[[ RECORDS FOR PROCESSING open ]]

PR #4584, opened 2024-04-20
Update Java version in README

hasankayra04:
I refrained from altering any other references to 1.20.4 out of concern that it might disrupt functionality. Enclosed are the files I abstained from modifying, although certain ones may necessitate an adjustment to the 1.20.4 string:
- bootstrap\mod\fabric\src\main\resources\fabric.mod.json
- build-logic\src\main\kotlin\geyser.modded-conventions.gradle.kts
- gradle\libs.versions.toml


hasankayra04:
No longer required.

PR #4611, opened 2024-04-28
build: fix blockupdater

CoolLoong:


CoolLoong:
@Camotoy @Kas-tle

Kas-tle:
Assuming you are referring to https://github.com/CloudburstMC/BlockStateUpdater/pull/9, we only do backwards mapping of states, not forwards. So I don't see how this would have any effect?

CoolLoong:
ok, I see, you've stopped using cloudburstmc's BlockStateUpdater and are using your own Conversion.you can remove this dependency, because it only in `Rempper#of` without any calls

PR #4621, opened 2024-05-01
Ensure proper Geyser starting/disabling when Geyser is used on a client

onebeastchris:
Essentially, we were treating `ServerLifecycleEvents.SERVER_STOPPING` as the event to shutdown Geyser on. While true for servers, the client will call this event multiple times.

Hence, this ensures that we only shut down Geyser when the client is being shut down, and otherwise disable Geyser instead.

### DIFF
--- a/bootstrap/mod/src/main/java/org/geysermc/geyser/platform/mod/GeyserModBootstrap.java
+++ b/bootstrap/mod/src/main/java/org/geysermc/geyser/platform/mod/GeyserModBootstrap.java
@@ -58,6 +58,7 @@ import org.geysermc.geyser.util.FileUtils;
 import java.io.File;
 import java.io.IOException;
 import java.io.InputStream;
+import java.net.SocketAddress;
 import java.nio.file.Path;
 import java.util.Map;
 import java.util.UUID;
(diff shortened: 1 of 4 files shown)


bootstrap/mod/src/main/java/org/geysermc/geyser/platform/mod/GeyserModBootstrap.java
```diff
@@ -242,7 +245,19 @@ public String getServerBindAddress() {
...
-        return ((GeyserServerPortGetter) server).geyser$getServerPort();
+        if (isServer()) {
+            return ((GeyserServerPortGetter) server).geyser$getServerPort();
+        } else {
+            // Set in the IntegratedServerMixin
+            return geyserConfig.getRemote().port();
+        }
+    }
+
+    public abstract boolean isServer();
```
Camotoy, line 256: For this, can we use `Platform.getEnvironment()`? https://docs.architectury.dev/api/platform

onebeastchris: This would require us to ask users to install the architectury API mod - for just one method, that seems overkill

Camotoy: I see, my bad. I thought it transpiled code to the right version on compile.

Camotoy (approved):

bootstrap/mod/src/main/java/org/geysermc/geyser/platform/mod/GeyserModBootstrap.java
onebeastchris: That would be archloom's `@ExpectPlatform` annotation:
https://docs.architectury.dev/plugin/expect_platform
However, this would still require adding it on the fabric/NeoForge module.. so imo it's easier to just use an abstract method + impls

PR #4642, opened 2024-05-06
Fix discarding of custom trim patterns/materials

eclipseisoffline:
This PR fixes discarding of custom trim patterns/materials by checking for the namespace of the trim pattern/material and discarding it if the namespace is not `minecraft`.

Previously, the `Holder#isCustom` method was used, but this doesn't work since the Minecraft server sends the trim patterns and materials registries to the client and then sends holders with int IDs instead of direct objects.

Note: I added a `getNamespace(String identifier)` method to the `ArmorItem` class. I'm not sure if there's already a similar method available, or if there's a better class it should go in, please do let me know.

### DIFF
--- a/core/src/main/java/org/geysermc/geyser/inventory/recipe/TrimRecipe.java
+++ b/core/src/main/java/org/geysermc/geyser/inventory/recipe/TrimRecipe.java
@@ -47,7 +47,7 @@ public final class TrimRecipe {
     public static final ItemDescriptorWithCount TEMPLATE = tagDescriptor("minecraft:trim_templates");
 
     public static TrimMaterial readTrimMaterial(GeyserSession session, RegistryEntry entry) {
-        String key = stripNamespace(entry.getId());
+        String key = stripMinecraftNamespace(entry.getId());
 
         // Color is used when hovering over the item
         // Find the nearest legacy color from the RGB Java gives us to work with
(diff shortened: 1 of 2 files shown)


core/src/main/java/org/geysermc/geyser/inventory/recipe/TrimRecipe.java
```diff
@@ -82,7 +82,11 @@ public static TrimPattern readTrimPattern(GeyserSession session, RegistryEntry e
     private static String stripNamespace(String identifier) {
         int i = identifier.indexOf(':');
         if (i >= 0) {
-            return identifier.substring(i + 1);
+            String namespace = identifier.substring(0, i);
+            // Only strip minecraft namespace
+            if (namespace.equals("minecraft")) {
```
onebeastchris, line 87: considering this method now only removes the Minecraft namespace, it's probably a good idea to rename it to `stripMinecraftNamespace` just in case

onebeastchris (approved):

core/src/main/java/org/geysermc/geyser/inventory/recipe/TrimRecipe.java
eclipseisoffline: Sounds good, will apply in a moment

PR #4648, opened 2024-05-08
Emulate client side vehicle movement

AJ-Ferguson:
This PR adds support for vehicles that are controlled by the client (Camel, Strider, Pig).

Movement should be extremely close to a real java client, and many situations are accurately handled such as fluid, slime and honey blocks, climbing, etc.

Todo
- ~Pistons~
- ~Tick vehicle boost if any player is controlling~


core/src/main/java/org/geysermc/geyser/entity/vehicle/VehicleComponent.java
```diff
@@ -0,0 +1,766 @@
...
+                    landMovement(vehicle);
+                } else {
+                    lavaMovement(vehicle, fluidHeight.right());
+                }
+            }
+            case EMPTY -> landMovement(vehicle);
+        }
+    }
+
+    protected Pair<Fluid, Double> updateFluidMovement(T vehicle) {
```
Camotoy, line 142: This can be an ObjectDoublePair probably?

Redned235 (changes requested):

core/src/main/java/org/geysermc/geyser/entity/vehicle/ClientVehicle.java
```diff
@@ -0,0 +1,50 @@
...
+package org.geysermc.geyser.entity.vehicle;
+
+import org.cloudburstmc.math.vector.Vector2f;
+
+public interface ClientVehicle {
+    VehicleComponent<?> getVehicleComponent();
+
+    Vector2f getAdjustedInput(Vector2f input);
+
+    boolean isLogicalSideForUpdatingMovement();
```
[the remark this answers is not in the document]
onebeastchris: maybe `isClientControlled()` (or similar)?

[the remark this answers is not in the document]
AJ-Ferguson: I agree the name isn't great. Chris' suggestion sounds good to me so I used that for now

gradle/libs.versions.toml
```diff
@@ -1,7 +1,7 @@
 [versions]
 base-api = "1.0.0-SNAPSHOT"
 cumulus = "1.1.2"
-erosion = "1.1-20240515.191456-1"
+erosion = "1.1-20240521.000109-3"
```
onebeastchris, line 4: Why's erosion being bumped here? just curious

core/src/main/java/org/geysermc/geyser/translator/protocol/java/JavaRespawnTranslator.java
```diff
@@ -100,6 +100,7 @@ public void translate(GeyserSession session, ClientboundRespawnPacket packet) {
                 DimensionUtils.switchDimension(session, fakeDim);
             }
             session.setWorldName(spawnInfo.getWorldName());
+            session.setWorldTicks(0);
```
onebeastchris, line 103: question - shouldn't this also reset the `ticks` on the session too? Or is there a specific reason for those not being reset

onebeastchris (approved):

core/src/main/java/org/geysermc/geyser/translator/protocol/java/JavaRespawnTranslator.java
AJ-Ferguson: My intention is for `ticks` to never go backwards and be used for comparing time between two events, similar to `System.currentTimeMillis()`. `worldTicks` is reset here to match java client behavior

core/src/main/java/org/geysermc/geyser/level/block/BlockStateValues.java
```diff
@@ -99,6 +99,25 @@ public static boolean canPistonMoveBlock(BlockState state, boolean isPushing) {
...
     }
 
+    /**
+     * Get the type of fluid from the block state, including waterlogged blocks.
+     *
+     * @param state BlockState of the block
+     * @return The type of fluid
+     */
+    public static Fluid getFluid(int state) {
+        BlockState blockState = BlockState.of(state);
```
onebeastchris, line 109: BlockState could be null if the state is unknown, see e.g. https://github.com/GeyserMC/Geyser/pull/4764 - that case would throw an NPE below

core/src/main/java/org/geysermc/geyser/entity/vehicle/VehicleComponent.java
```diff
@@ -0,0 +1,891 @@
...
+            vehicle.setHeadYaw(rotation.getX());
+        }
+
+        if (!moveEntityDeltaPacket.getFlags().isEmpty()) {
+            vehicle.getSession().sendUpstreamPacket(moveEntityDeltaPacket);
+        }
+
+        ServerboundMoveVehiclePacket moveVehiclePacket = new ServerboundMoveVehiclePacket(javaPos.getX(), javaPos.getY(), javaPos.getZ(), rotation.getX(), rotation.getY());
+        vehicle.getSession().sendDownstreamPacket(moveVehiclePacket);
+        vehicle.getSession().setLastVehicleMoveTimestamp(System.currentTimeMillis());
```
Camotoy, line 709: Not specifically a requirement now, but if we're tracking ticks we might be able to revisit some of these currentTimeMillis calls.

core/src/main/java/org/geysermc/geyser/translator/collision/BlockCollision.java
```diff
@@ -166,4 +166,15 @@ public double computeCollisionOffset(double x, double y, double z, BoundingBox b
         }
         return offset;
     }
+
+    public boolean isBelow(double y, BoundingBox boundingBox) {
```
Camotoy, line 170: Collision code is already confuzzling - a Javadoc here might be helpful, but no pressure if not.

core/src/main/java/org/geysermc/geyser/translator/level/block/entity/PistonBlockEntity.java
```diff
@@ -629,17 +652,25 @@ private void placeFinalBlocks() {
             return;
         }
         placedFinalBlocks = true;
+
+        BoundingBox playerBoundingBox;
```
Camotoy, line 656: I see this bounding box get is done twice - might be helpful to have a method in CollisionManager for getting the active bounding box?

7Wdev:
After testing this out, everything is working fine, the only issue I noticed is that the animation of the strider seems to be broken, it moves standstill .

PR #4651, opened 2024-05-09
Ensure we load mod resources correctly on Geyser-NeoForge

onebeastchris:
This also adds support for a theoretical floodgate-neoforge mod.


Camotoy (approved):
If this doesn't break anything (I guess I'm worried about that shadow move, but really that was just done in the JiJ PR, wouldn't it have), then LGTM.

PR #4655, opened 2024-05-11
Move various settings from NonVanillaCustomItemData to CustomItemData and allow use in JSON mappings

eclipseisoffline:
This PR moves various settings from the `NonVanillaCustomItemData` to the `CustomItemData` class, which is useful for datapack/server side mod developers when porting custom items to Bedrock using Geyser's mapping system.

Properties that have been moved to the super-interface:

- `stackSize`
- `maxDamage`
- `attackDamage`
- `armorType`
- `protectionValue`
- `isHat`
- `isFoil`
- `isEdible`
- `canAlwaysEat`

The builders for these classes have been correctly updated, alongside the implementations of these classes and their use in `CustomItemRegistryPopulator`.

A few notes:
- The `NonVanillaCustomItemData.Builder` class has been given overrides for the moved properties to allow for full backwards compatibility.
- The private `isTool` boolean field in the implementation of `NonVanillaCustomItemData` (`GeyserNonVanillaCustomItemData`) has been removed. It was already replaced with `displayHandheld` and wasn't used anywhere in the implementation anymore. It was not publicly available.
- The constructor of `GeyserCustomItemData` has been simplified to simply take its builder as argument.
- To not change the behaviour when the stack size is unset when extending vanilla items (in that case the Java base item's stack size is used), the stack size property has been changed slightly in implementation, which shouldn't be noticeable for API users. The Javadoc has been updated correctly:
  - > `Returns 0 if not set. When not set, Geyser defaults to the stack count of the Java item when based on a vanilla item, or 64 when registering a non-vanilla item.`
- To not change the behaviour when the max damage is unset when extending vanilla items (in that case the Java base item's max damage is used), the max damage property has been changed slightly in implementation, which shouldn't be noticeable for API users. The Javadoc has been updated correctly:
  - > `Returns -1 if not set. When not set, Geyser defaults to the maximum damage of the Java item when based on a vanilla item, or uses 0 when registering a non-vanilla item.`
- The `stackSize` and `maxDamage` methods now properly check that their values are compatible to each other, following the logic of Java Edition (so, when stack size is above 1, max damage has to be 0, and when max damage is above 0, stack size has to be 1). The Javadoc has been updated correctly:
  - > `Note that, to copy Java behaviour, setting the stack size of an item to a value above 1 will set the max damage to 0. If a max damage value above 0 was explicitly set, an exception will be thrown.`
  - > `Note that, to copy Java behaviour, setting the max damage value of an item to a value above 0 will set the stack size to 1. If a stack size above 1 was explicitly set, an exception will be thrown.`
- The `createComponentNbt` method for `CustomItemData` has been updated to continue supporting `GeyserMappingItem` as well.
- All properties moved are now supported in JSON item mappings as well, the `MappingsReader_v1` has been updated accordingly.
- The wiki has to be updated to reflect the changes (I could make the PR).

All of the new JSON mapping properties have been tested, and backwards compatibility of using builder methods in `NonVanillaCustomItemData.Builder` in extensions has been tested as well, which all seem to work okay.

Feel free to suggest any changes and I'll be sure to implement them!


api/src/main/java/org/geysermc/geyser/api/item/custom/CustomItemData.java
```diff
@@ -114,6 +115,103 @@ public interface CustomItemData {
...
+    /**
+     * @deprecated Use {@link #displayHandheld()} instead.
+     * Gets if the item is a tool. This is used to set the render type of the item, if the item is handheld.
+     *
+     * @return if the item is a tool
+     */
+    @Deprecated
+    default boolean isTool() {
+        return displayHandheld();
+    }
```
onebeastchris, line 213: this method is deprecated, so it shouldn't be added - instead, this should stay in the super interface

api/src/main/java/org/geysermc/geyser/api/item/custom/CustomItemData.java
```diff
@@ -144,6 +242,36 @@ interface Builder {
...
+
+        Builder canAlwaysEat(boolean canAlwaysEat);
+
+        /**
+         * @deprecated Use {@link #displayHandheld(boolean)} instead.
+         */
+        @Deprecated
+        default Builder tool(boolean isTool) {
+            return displayHandheld(isTool);
+        }
```
onebeastchris, line 273: same as above

api/src/main/java/org/geysermc/geyser/api/item/custom/NonVanillaCustomItemData.java
```diff
@@ -114,53 +64,13 @@ public interface NonVanillaCustomItemData extends CustomItemData {
...
-    /**
-     * @deprecated Use {@link #displayHandheld()} instead.
-     * Gets if the item is a tool. This is used to set the render type of the item, if the item is handheld.
-     *
-     * @return if the item is a tool
-     */
-    @Deprecated
-    default boolean isTool() {
-        return displayHandheld();
-    }
```
onebeastchris, line 162: shouldn't be removed (yet)

onebeastchris (changes requested):

api/src/main/java/org/geysermc/geyser/api/item/custom/CustomItemData.java
eclipseisoffline: Moved back now

api/src/main/java/org/geysermc/geyser/api/item/custom/CustomItemData.java
```diff
@@ -114,6 +115,92 @@ public interface CustomItemData {
      */
     @NonNull Set<String> tags();
 
+    /**
+     * Gets the stack size of the item.
+     *
+     * Returns 0 if not set. When not set (or 0), takes the Java item stack count when based of a vanilla item, or uses 64 when porting a modded item.
```
onebeastchris, line 121: what's preventing us from inheriting the modded item's stack size?

api/src/main/java/org/geysermc/geyser/api/item/custom/CustomItemData.java
```diff
@@ -114,6 +115,92 @@ public interface CustomItemData {
...
+     */
+    @NonNegative
+    int stackSize();
+
+    /**
+     * Gets the max damage of the item.
+     *
+     * Returns -1 if not set. When not set (or below 0), takes the Java item max damage when based of a vanilla item, or uses 0 when porting a modded item.
+     *
+     * @return the max damage of the item
```
onebeastchris, line 133: same as stack size above

api/src/main/java/org/geysermc/geyser/api/item/custom/CustomItemData.java
```diff
@@ -114,6 +115,92 @@ public interface CustomItemData {
...
+     */
+    int maxDamage();
+
+    /**
+     * Gets the attack damage of the item.
+     * This is purely visual, and only applied to tools
+     *
+     * Returns 0 if not set. When 0, takes the Java item attack damage when based of a vanilla item, or uses 0 when porting a modded item.
```
onebeastchris, line 141: same as stack size above

api/src/main/java/org/geysermc/geyser/api/item/custom/CustomItemData.java
```diff
@@ -114,6 +115,92 @@ public interface CustomItemData {
...
+     */
+    int protectionValue();
+
+    /**
+     * Gets if the item is a hat. This is used to determine if the item should be rendered on the player's head, and
+     * normally allow the player to equip it. This is not meant for armor.
+     *
+     * @return if the item is a hat
+     */
+    boolean isHat();
```
onebeastchris, line 181: I'm not convinced that this (and all other moved api that isn't controlled by a component) should be moved here. lMO it makes more sense to inherit this from the base Java item, as is done in vanilla

onebeastchris (changes requested):

api/src/main/java/org/geysermc/geyser/api/item/custom/CustomItemData.java
eclipseisoffline: When Geyser registers the modded item mappings (in `CustomItemRegistryPopulator#registerCustomItem`), it doesn't actually have access to the properties of the (modded) Java item - all it knows is the properties specified in the mapping, and it creates a Java item instance from that (can be seen [here](https://github.com/GeyserMC/Geyser/blob/66f30a2cb6f477ec8ff9d9aa34ec015a6cd6891d/core/src/main/java/org/geysermc/geyser/registry/populator/CustomItemRegistryPopulator.java#L129C9-L159C91)). The current behaviour of modded item mappings is to default to 64 when no stack size is specified, which I copied in this PR.

Note that Geyser does have access to vanilla Java items, which is why it's able to copy the properties of those when creating a vanilla item mapping ([here](https://github.com/GeyserMC/Geyser/blob/66f30a2cb6f477ec8ff9d9aa34ec015a6cd6891d/core/src/main/java/org/geysermc/geyser/registry/populator/CustomItemRegistryPopulator.java#L102-L107)).

I'm not aware of a way for Geyser to automatically fetch the properties of a modded item - if there is, I could implement it in this PR.

api/src/main/java/org/geysermc/geyser/api/item/custom/CustomItemData.java
eclipseisoffline: Hm, I was a bit conflicted on some of the moves.
The only properties that don't relate to a Java component at all are, I think, `toolType`, `toolTier`, `armorType` and `isHat`.

As for `toolType` and `toolTier`, there is a `minecraft:tool` component on Java, but I'm not sure what the functions of the `toolType` and `toolTier` properties are, and if/how they relate to the Java `minecraft:tool` component.

Same goes for the `armorType` property, though there isn't an armor component on Java - rather, armor attribute modifiers are in the `minecraft:attribute_modifiers` component.

As for `isHat`, I moved this because I think it can be useful for custom helmets making use of vanilla items with custom models. On the Java helmet slot, all vanilla items are always rendered, even with custom models, which allows for custom helmet models, while on Bedrock this requires the `isHat` property.
Additionally, mods like Polymer allow adding custom helmet items (appearing as vanilla items to the client) that can be equipped in the helmet slot on a vanilla Java client, so I thought it would be useful to copy this to allow for the same behaviour on a Bedrock client.

api/src/main/java/org/geysermc/geyser/api/item/custom/CustomItemData.java
```diff
@@ -114,6 +115,92 @@ public interface CustomItemData {
...
+     * @return the tool type of the item
+     */
+    @Nullable String toolType();
+
+    /**
+     * Gets the tool tier of the item.
+     *
+     * @return the tool tier of the item
+     */
+    @Nullable String toolTier();
```
onebeastchris, line 159: I would remove these, as discussed on discord - custom model data overrides for vanilla items would inherit these values, and breaking speeds would be sort-of controlled by Geyser (which is sent in a component over the network, so no need to add the mapping)

api/src/main/java/org/geysermc/geyser/api/item/custom/CustomItemData.java
onebeastchris: You're right; it doesn't look like it's currently possible to add a custom model data override to a modded item, so no need to inherit anything :p
Let's just rephrase it that 64 is the default for nonvanilla items, otherwise it inherits the default of the Java item

api/src/main/java/org/geysermc/geyser/api/item/custom/CustomItemData.java
```diff
@@ -114,6 +115,92 @@ public interface CustomItemData {
...
+     *
+     * @return the stack size of the item
+     */
+    @NonNegative
+    int stackSize();
+
+    /**
+     * Gets the max damage of the item.
+     *
+     * Returns -1 if not set. When not set (or below 0), takes the Java item max damage when based of a vanilla item, or uses 0 when porting a modded item.
```
onebeastchris, line 131:
```suggestion
     * Returns -1 if not set. When not set (or below 0), it defaults to the maximum damage of the Java item when based of a vanilla item, or uses 0 when registering a non-vanilla item.
```

api/src/main/java/org/geysermc/geyser/api/item/custom/CustomItemData.java
onebeastchris: Which vanilla item does polymer use for hats on Java? If it's skulls/carved pumpkins, that could probably be set by us too

eclipseisoffline: Polymer can use any for hats - since it's a library mods use to make items server side only, the mod using it can choose which item appears on the client side.

onebeastchris: Okay, let's leave armor type/isHat as is then

api/src/main/java/org/geysermc/geyser/api/item/custom/CustomItemData.java
```diff
@@ -114,6 +115,83 @@ public interface CustomItemData {
...
+     *
+     * @return the attack damage of the item
+     */
+    int attackDamage();
+
+    /**
+     * Gets the armor type of the item.
+     *
+     * This can be "boots", "leggings", "chestplate", or "helmet", and makes the item able to be equipped into its respective equipment slot.
+     * This should only be set if the Java vanilla/non-vanilla item is able to fit into the specified equipment slot.
```
onebeastchris, line 151:
```suggestion
     * This should only be set if the Java item can be placed into the specified equipment slot.
```
If it applies to both, no need to mention it twice

onebeastchris (approved):

api/src/main/java/org/geysermc/geyser/api/item/custom/CustomItemData.java
```diff
@@ -114,6 +115,83 @@ public interface CustomItemData {
...
+     *
+     * @return the stack size of the item
+     */
+    @NonNegative
+    int stackSize();
+
+    /**
+     * Gets the max damage of the item.
+     *
+     * Returns -1 if not set. When not set (or below 0), it defaults to the maximum damage of the Java item when based of a vanilla item, or uses 0 when registering a non-vanilla item.
```
onebeastchris, line 131: Why are we defaulting to -1 instead of 0?

onebeastchris (approved):
Overall, looks good to me - please also target the `api/2.4.1` branch, and we'll be able to include this in the upcoming 2.4.1 release. Thanks!

api/src/main/java/org/geysermc/geyser/api/item/custom/CustomItemData.java
eclipseisoffline: Someone might want to create a custom vanilla item definition with a vanilla item that does have damage, but the item override doesn't. This allows for properly detecting that. E.g.:

```json
"minecraft:diamond_sword": [
  {
    "custom_model_data": 1,
    "display_name": "Diamond Sword override without damage!",
    "max_damage": 0,
    "name": "special_sword",
    "stack_size": 1
  }
]
```

Simple command to create such a sword on Java: `/give @s minecraft:diamond_sword[minecraft:custom_model_data=1,!minecraft:max_damage]`

If we defaulted to 0, then we can't be sure whether the value of 0 was implicitly or explicitly set and if we should use the Java base item damage value or not ([relevant code](https://github.com/GeyserMC/Geyser/blob/7881c4641195b1fc6940f6ff38d716c65d4f5034/core/src/main/java/org/geysermc/geyser/registry/populator/CustomItemRegistryPopulator.java#L169)).

Speaking of this - Java doesn't allow items to have a max damage value above 0 if the stack size is above 1 (and vice versa), in other words, items can't have durability if they are stackable. Should we implement this in the API, and have stack size default to 1 when setting max damage above 0 and max damage default to 0 when setting a stack size above 1?

onebeastchris: hmm, i see. Thanks for elaborating!
I would add the Java limit tbh, we do follow java standards in other places too

eclipseisoffline: The Java limit should be implemented now

onebeastchris (approved):
Looks good to me now, thanks!
Please target the newly created `api/2.4.2` branch :) Might need a rebase due to the way api/2.4.1 was merged into master though.

api/src/main/java/org/geysermc/geyser/api/item/custom/CustomItemData.java
```diff
@@ -114,6 +115,87 @@ public interface CustomItemData {
...
+     * Gets the stack size of the item.
+     *
+     * Returns 0 if not set. When not set (or 0), it defaults to the stack count of the Java item when based of a vanilla item, or 64 when registering a non-vanilla item.
+     *
+     * Note that, to copy Java behaviour, setting the stack size of an item to a value above 1 will set the max damage to 0. If a max damage value above 0 was explicitly set, an exception will be thrown.
+     *
+     * @return the stack size of the item
+     */
+    @NonNegative
+    int stackSize();
```
Konicai, line 128: Can be applied to a handful of other methods: Use "based on" or "based off". Also add paragraph tags to actually render the space when it is desired.

Specific to `stackSize()` and `maxDamage()`: Please make it clear that it is not these methods that fallback to a default, it is Geyser's registration system that uses the described fallback behaviour. I would replace the usage of "it"

Konicai (commented):
thank you! sorry for the late review

core/src/main/java/org/geysermc/geyser/item/GeyserCustomItemData.java
```diff
@@ -211,6 +273,76 @@ public Builder tags(@Nullable Set<String> tags) {
...
+            if (stackSize > 1) {
+                if (this.maxDamage > 0) {
+                    throw new IllegalStateException("Stack size cannot be above 1 when max damage is above 0");
+                }
+                // Explicitly set max damage to 0 instead of falling back to the Java vanilla item value
+                this.maxDamage = 0;
+            }
+
+            this.stackSize = stackSize;
+            return this;
```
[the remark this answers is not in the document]
eclipseisoffline: I decided to add a check and throw an exception when the given stack size is below 1. If an API user wants to set the stack size to 0 to use the fallback value, they should rather not call `stackSize` at all.

If you disagree, I'll be glad to adjust it.

core/src/main/java/org/geysermc/geyser/item/GeyserCustomItemData.java
```diff
@@ -211,6 +273,76 @@ public Builder tags(@Nullable Set<String> tags) {
...
+            if (maxDamage > 0) {
+                if (this.stackSize > 1) {
+                    throw new IllegalStateException("Max damage cannot be above 0 when stack size is above 1");
+                }
+                // Explicitly set stack size to 1 instead of falling back to the Java vanilla item value
+                this.stackSize = 1;
+            }
+
+            this.maxDamage = maxDamage;
+            return this;
```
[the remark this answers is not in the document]
eclipseisoffline: Same as above, I decided to add a check and throw an exception for max damage values below 0.

api/src/main/java/org/geysermc/geyser/api/item/custom/CustomItemData.java
eclipseisoffline: I adjusted the documentation, thanks!

api/src/main/java/org/geysermc/geyser/api/item/custom/CustomItemData.java
```diff
@@ -144,6 +226,24 @@ interface Builder {
 
         Builder tags(@Nullable Set<String> tags);
 
+        Builder stackSize(@NonNegative int stackSize);
+
+        Builder maxDamage(int maxDamage);
```
Konicai, line 231: Positive and NonNegative respectively to reflect the new argument checks. Pull the change to NonVanillaCustomItemData as well

core/src/main/java/org/geysermc/geyser/item/GeyserCustomItemData.java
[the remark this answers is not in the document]
Konicai: Looks good! I would use IllegalArgumentException though, and it would be nice to provide the argument in the exception message

api/src/main/java/org/geysermc/geyser/api/item/custom/CustomItemData.java
eclipseisoffline: Added with the latest commit. I also improved the exception messages in the implementation of these methods.

core/src/main/java/org/geysermc/geyser/item/GeyserCustomItemData.java
```diff
@@ -211,6 +273,80 @@ public Builder tags(@Nullable Set<String> tags) {
             return this;
         }
 
+        @Override
+        public Builder stackSize(int stackSize) {
+            if (stackSize < 1) {
```
Konicai, line 278: pull the parameters annotations down (maxDamage too)

core/src/main/java/org/geysermc/geyser/item/GeyserCustomItemData.java
```diff
@@ -211,6 +273,80 @@ public Builder tags(@Nullable Set<String> tags) {
...
+                this.stackSize = 1;
+            }
+
+            this.maxDamage = maxDamage;
+            return this;
+        }
+
+        @Override
+        public Builder attackDamage(int attackDamage) {
+            this.attackDamage = attackDamage;
```
Konicai, line 310: If applicable, would be nice to annotate and check attackDamage and protectionValue as well

core/src/main/java/org/geysermc/geyser/item/GeyserCustomItemData.java
Konicai: sorry...

onebeastchris (approved):

Camotoy:
We may want to note in the docs (maybe in the builder?) how setting these new values is client-side.

core/src/main/java/org/geysermc/geyser/item/GeyserCustomItemData.java
```diff
@@ -306,19 +311,28 @@ public Builder maxDamage(int maxDamage) {
...
+            }
             this.attackDamage = attackDamage;
             return this;
         }
 
         @Override
         public Builder armorType(@Nullable String armorType) {
+            if (!VALID_ARMOR_TYPES.contains(armorType)) {
+                throw new IllegalArgumentException("Invalid armor type " + armorType + "! Can be \"boots\", \"leggings\", \"chestplate\", or \"helmet\"");
+            }
```
Konicai, line 326: do we want to force it to lowercase?

onebeastchris:
Superseded by https://github.com/GeyserMC/Geyser/pull/5189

[[ RECORDS FOR PROCESSING closed ]]

§ EXERCISE BRIEF: Beginning at the first line of the records, retype exactly every line up to and including the one with "- bootstrap\mod\fabric\src\main\resources\fabric.mod.json".

§ REPLY TO THE TASK:
PR #4584, opened 2024-04-20
Update Java version in README

hasankayra04:
I refrained from altering any other references to 1.20.4 out of concern that it might disrupt functionality. Enclosed are the files I abstained from modifying, although certain ones may necessitate an adjustment to the 1.20.4 string:
- bootstrap\mod\fabric\src\main\resources\fabric.mod.json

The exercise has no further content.